AI for Managing Production
Corelayer continuously monitors production logs, metrics, and data for issues and uses agents to debug and suggest fixes in minutes. It’s designed to handle sensitive data, offering flexible deployment and LLM inference options, making Corelayer particularly well-suited for data-intensive, regulated industries like finance, healthcare, and insurance.Key Features
- Automated Monitoring: Continuously monitors your production systems
- Rich Context: Integrates with your infrastructure, observability, and data stack
- Environment Awareness: Infers the environment associated with an issue and considers it during investigation and impact assessment
- Data Anomaly Detection: Statistical anomaly detection for silent data correctness issues
- Alert De-Noising: Filters out false positives and groups related issues together
- Root-Cause Analysis: Identifies and root-causes issues in minutes
- Code Fixes: Suggests issue remediations and creates PRs to fix bugs
- Auditable: Documents investigation steps and cites relevant sources like logs
- Learns Over Time: Corelayer references past issues and takes human feedback to improve over time
- CLI Access: Query groups, issues, and integrations from the terminal with the Corelayer CLI
Environment-Aware Analysis
Corelayer infers the environment associated with an issue from the available context and considers it when investigating the issue and assessing its impact. This helps distinguish issues across environments such as production, staging, and development.
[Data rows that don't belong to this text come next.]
PR #2025, opened 2024-09-04
feat:Cached tentant record for context

sagarkhole4:
The getAgentContextForContextCorrelationId function caches the tenant record to avoid the expensive operation of retrieving it from the database each time.

### DIFF
--- a/packages/tenants/src/context/TenantAgentContextProvider.ts
+++ b/packages/tenants/src/context/TenantAgentContextProvider.ts
@@ -22,6 +22,7 @@ import {
   isValidJweStructure,
   JsonEncoder,
   isJsonObject,
+  CacheModuleConfig,
 } from '@credo-ts/core'
 
 import { TenantAgent } from '../TenantAgent'
@@ -55,13 +56,26 @@ export class TenantAgentContextProvider implements AgentContextProvider {
   }
 
   public async getAgentContextForContextCorrelationId(contextCorrelationId: string) {
+    this.logger.debug('Inside getAgentContextForContextCorrelationId')
     // It could be that the root agent context is requested, in that case we return the root agent context
     if (contextCorrelationId === this.rootAgentContext.contextCorrelationId) {
       return this.rootAgentContext
     }
 
-    // TODO: maybe we can look at not having to retrieve the tenant record if there's already a context available.
-    const tenantRecord = await this.tenantRecordService.getTenantById(this.rootAgentContext, contextCorrelationId)
+    const cache = this.rootAgentContext.dependencyManager.resolve(CacheModuleConfig).cache
+
+    this.logger.debug('Getting tenantRecord from cache')
+    let tenantRecord: TenantRecord | null = await cache.get(
+      this.rootAgentContext,
+      `contextCorrelationId-${contextCorrelationId}`
+    )
+    if (!tenantRecord) {
+      // TODO: maybe we can look at not having to retrieve the tenant record if there's already a context available.
+      this.logger.debug('TenantRecord not found in cache')
+      tenantRecord = await this.tenantRecordService.getTenantById(this.rootAgentContext, contextCorrelationId)
+      await cache.set(this.rootAgentContext, `contextCorrelationId-${contextCorrelationId}`, tenantRecord)
+      this.logger.debug(`Cached tenantRecord '${contextCorrelationId}'`)
+    }
     const shouldUpdate = !isStorageUpToDate(tenantRecord.storageVersion)
 
     // If the tenant storage is not up to date, and autoUpdate is disabled we throw an error


packages/tenants/src/context/TenantAgentContextProvider.ts
```diff
@@ -55,13 +56,26 @@ export class TenantAgentContextProvider implements AgentContextProvider {
...
+    this.logger.debug('Getting tenantRecord from cache')
+    let tenantRecord: TenantRecord | null = await cache.get(
+      this.rootAgentContext,
+      `contextCorrelationId-${contextCorrelationId}`
+    )
+    if (!tenantRecord) {
+      // TODO: maybe we can look at not having to retrieve the tenant record if there's already a context available.
+      this.logger.debug('TenantRecord not found in cache')
+      tenantRecord = await this.tenantRecordService.getTenantById(this.rootAgentContext, contextCorrelationId)
+      await cache.set(this.rootAgentContext, `contextCorrelationId-${contextCorrelationId}`, tenantRecord)
```
TimoGlastra, line 76: I think we should only put the tenant record in the cache after we have run the checks for agent storage updates etc.. (so after getContextForSession, and before return the agent context)

packages/tenants/src/context/TenantAgentContextProvider.ts
```diff
@@ -55,13 +56,26 @@ export class TenantAgentContextProvider implements AgentContextProvider {
...
-    const tenantRecord = await this.tenantRecordService.getTenantById(this.rootAgentContext, contextCorrelationId)
+    const cache = this.rootAgentContext.dependencyManager.resolve(CacheModuleConfig).cache
+
+    this.logger.debug('Getting tenantRecord from cache')
+    let tenantRecord: TenantRecord | null = await cache.get(
+      this.rootAgentContext,
+      `contextCorrelationId-${contextCorrelationId}`
+    )
+    if (!tenantRecord) {
+      // TODO: maybe we can look at not having to retrieve the tenant record if there's already a context available.
```
TimoGlastra, line 73: this can be removed

packages/tenants/src/context/TenantAgentContextProvider.ts
```diff
@@ -55,13 +56,26 @@ export class TenantAgentContextProvider implements AgentContextProvider {
...
+      this.logger.debug('TenantRecord not found in cache')
```
TimoGlastra, line 74: It would be helpful to add the ids etc.. to the log messages. So `TenantRecord with id ${contextCorrelationId} not found in cache` (same for the other log messages)

packages/tenants/src/context/__tests__/TenantAgentContextProvider.test.ts
```diff
@@ -62,6 +63,11 @@ describe('TenantAgentContextProvider', () => {
 
       const tenantAgentContext = jest.fn() as unknown as AgentContext
 
+      container.registerInstance(CacheModuleConfig, {
+        cache: new CacheModule({
+          cache: new InMemoryLruCache({ limit: 100 }),
+        }).config.cache as unknown as CacheModule,
+      })
```
TimoGlastra, line 70: I think you can simplify this

Does this work?

```suggestion
      container.registerInstance(CacheModuleConfig, new CacheModuleConfig({
        cache: new InMemoryLruCache({ limit: 100 })
       })
```

sagarkhole4: Yes, This test case is working I have tested it on my local machine.

packages/tenants/src/context/TenantAgentContextProvider.ts
sagarkhole4: Updated all logs

packages/tenants/src/context/TenantAgentContextProvider.ts
sagarkhole4: Removed.

packages/tenants/src/context/TenantAgentContextProvider.ts
sagarkhole4: I appreciate your suggestion. In line with that, I modified the code.

TimoGlastra (approved):
Thanks a lot!

sagarkhole4:
> pnpm install
Runed  pnpm install and committed pnpm-lock file.

TimoGlastra:
Tests are now failing as removing a tenant does not remove it from the cache. I think we should remove the tenant record from the cache if a tenant is deleted. I think for every update to the tenant record, we should update the entry in the cache.

And finally, we store the wallet key for the tenant in the wallet record, and so putting it in the cache is not safe I think.  Any thoughts on that?

TimoGlastra:
I think we should maybe only use caching if using Askar profile as multitenant scheme, as in that case the wallet key is not used. But otherwise I'm not sure it's safe to store the wallet key in the cache

sagarkhole4:
> Tests are now failing as removing a tenant does not remove it from the cache. I think we should remove the tenant record from the cache if a tenant is deleted. I think for every update to the tenant record, we should update the entry in the cache.
> 
> And finally, we store the wallet key for the tenant in the wallet record, and so putting it in the cache is not safe I think. Any thoughts on that?

I agree that we should ensure the tenant record is removed from the cache when a tenant is deleted. To address this, we can delete the cached record just before the deletion or update operation is performed. This way, the cache stays in sync with the actual database state.

Regarding the storage of sensitive data like wallet keys, you're right—storing this kind of information directly in the cache could pose a security risk. To mitigate this, we could consider encrypting the data before caching it, ensuring that any sensitive information remains secure.

As fetching data from the database can be resource-intensive, especially in a production environment, caching is a valuable mechanism to enhance performance. By keeping the cache updated efficiently, we can reduce database load and improve response times.

PR #2026, opened 2024-09-09
fix: add config to process messages concurrently

sairanjit:
- Add support to process the messages concurrently

cc: @Zzocker : Taking it further from #1276 

 @TimoGlastra From the earlier [conversations](https://github.com/openwallet-foundation/credo-ts/pull/1276#issuecomment-1423965933) how can we handle the queue from inbound transport? 
- Can we use the event emitter ?


packages/core/src/agent/AgentConfig.ts
```diff
@@ -75,6 +75,10 @@ export class AgentConfig {
     return this.initConfig.backupBeforeStorageUpdate ?? true
   }
 
+  public get processMessagesConcurrently() {
```
TimoGlastra, line 78:
```suggestion
  public get processDidCommMessagesConcurrently() {
```

packages/core/src/types.ts
```diff
@@ -83,6 +83,7 @@ export interface InitConfig {
   connectionImageUrl?: string
   autoUpdateStorageOnStartup?: boolean
   backupBeforeStorageUpdate?: boolean
+  processMessagesConcurrently?: boolean
```
TimoGlastra, line 86:
```suggestion
  processDidCommMessagesConcurrently?: boolean
```

packages/node/src/transport/WsInboundTransport.ts
```diff
@@ -58,13 +68,28 @@ export class WsInboundTransport implements InboundTransport {
...
+            session: session,
+          },
+        })
+
+        // Wait for message to be processed
+        await firstValueFrom(
+          agent.events.observable<AgentMessageProcessedEvent>(AgentEventTypes.AgentMessageProcessed).pipe(
+            filter((e) => e.type === AgentEventTypes.AgentMessageProcessed),
+            filter((e) => e.payload.message.id === encryptedMessage.id),
+            filter((e) => e.payload.message.type === encryptedMessage.type),
```
TimoGlastra, line 89: an encrypted message does not have an `id` and `type` right?

packages/node/src/transport/HttpInboundTransport.ts
```diff
@@ -52,10 +60,24 @@ export class HttpInboundTransport implements InboundTransport {
...
 
+        // Wait for message to be processed
+        await firstValueFrom(
+          agent.events.observable<AgentMessageProcessedEvent>(AgentEventTypes.AgentMessageProcessed).pipe(
+            filter((e) => e.type === AgentEventTypes.AgentMessageProcessed),
+            filter((e) => e.payload.message.id === encryptedMessage.id),
+            filter((e) => e.payload.message.type === encryptedMessage.type),
+            first()
+          )
+        )
```
TimoGlastra, line 79: If the message is processed very quickly, this won't work, we need to start the event listener before. Also if processing somehow fails this will never emit. Do we have the right guardrails in place that this event will always be emitted? Otherwise we may want to add a timeout?

TimoGlastra (commented):
Good updates! Thanks

packages/node/src/transport/WsInboundTransport.ts
sairanjit: - But here there are no common properties I can map to. Can you suggest me a way guard here?

packages/node/src/transport/HttpInboundTransport.ts
sairanjit: I have added a timeout of `10` seconds.

packages/node/src/transport/HttpInboundTransport.ts
```diff
@@ -51,11 +59,32 @@ export class HttpInboundTransport implements InboundTransport {
...
+
+        observable
+          .pipe(
+            first((e) => e.type === AgentEventTypes.AgentMessageProcessed),
+            timeout({
+              first: 10000, // timeout after 10 seconds
+              meta: 'HttpInboundTransport.start',
+            })
+          )
+          .subscribe(subject)
```
TimoGlastra, line 75: This won't work, as there could be multiple messages processed. I think we need to assign each message an unique id, or we can lookg at the encrypted message and include that in the event as well. But we need some identifier

sairanjit: - Updated the `AgentMessageProcessedEvent` to have optional parameter of the `encryptedMessage`

packages/node/src/transport/HttpInboundTransport.ts
```diff
@@ -51,11 +59,33 @@ export class HttpInboundTransport implements InboundTransport {
...
-          session,
+        const encryptedMessage = JSON.parse(message) as EncryptedMessage
+
+        const observable = agent.events.observable<AgentMessageProcessedEvent>(AgentEventTypes.AgentMessageProcessed)
+        const subject = new ReplaySubject(1)
+
+        observable
+          .pipe(
+            filter((e) => e.type === AgentEventTypes.AgentMessageProcessed),
+            filter((e) => deepEquality(e.payload.encryptedMessage, encryptedMessage)),
```
TimoGlastra, line 70: I think we can just check for equality right (===)? AS the object will be passed around? Using deep object equality can be expensive

packages/core/src/agent/Dispatcher.ts
```diff
@@ -64,7 +65,7 @@ class Dispatcher {
     await next()
   }
 
-  public async dispatch(messageContext: InboundMessageContext): Promise<void> {
+  public async dispatch(messageContext: InboundMessageContext, encryptedMessage?: EncryptedMessage): Promise<void> {
```
TimoGlastra, line 68: What if we add `encryptedMessage` to the `InboundMessageContext` ( as it's related to the incoming message)

packages/node/src/transport/WsInboundTransport.ts
```diff
@@ -58,13 +68,36 @@ export class WsInboundTransport implements InboundTransport {
...
+
+        const observable = agent.events.observable<AgentMessageProcessedEvent>(AgentEventTypes.AgentMessageProcessed)
+        const subject = new ReplaySubject(1)
+
+        observable
+          .pipe(
+            filter((e) => e.type === AgentEventTypes.AgentMessageProcessed),
+            filter((e) => deepEquality(e.payload.encryptedMessage, encryptedMessage)),
+            timeout({
+              first: 10000, // timeout after 10 seconds
```
TimoGlastra, line 85: I think it's less relevant here to await the processing? As we don't do anything afterwards

packages/node/src/transport/HttpInboundTransport.ts
```diff
@@ -51,11 +59,33 @@ export class HttpInboundTransport implements InboundTransport {
...
+            timeout({
+              first: 10000, // timeout after 10 seconds
```
TimoGlastra, line 72: Let's add this as a param to the constructor  of the HttpInboundTransport class?

TimoGlastra:
@sairanjit can you resolve the conflicts? I think we're good to merge!

sairanjit:
@TimoGlastra Resolved conflicts now

PR #2027, opened 2024-09-11
feat: Auth code flow (not working)

auer-martin:
This PR adds the base for the openid4vci auth code flow
Currently, the token response is not successful.
It also adds a Provider to the openid demo to test the authorization code flow


TimoGlastra:
Closing because of #2056

PR #2028, opened 2024-09-11
fix: handling of diddoc content as string

dbluhm:
This PR fixes a TODO item left in the Indy DID Resolution code. nym.diddocContent is in fact a string and not a json object when retrieved from the ledger.


TimoGlastra (approved):
Thanks!

genaris (approved):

To see the environments Corelayer has detected, open Settings → Environments. The Detected Environments list shows each environment, its aliases, and whether it is production or pre-production.
Settings → Environments shows detected environments and their aliases.
Developer Workflows
If you prefer working from the terminal, start with the Corelayer CLI. It supports browser-based login, API-key-backed requests, and a machine-readable--json mode that works well with AI agents.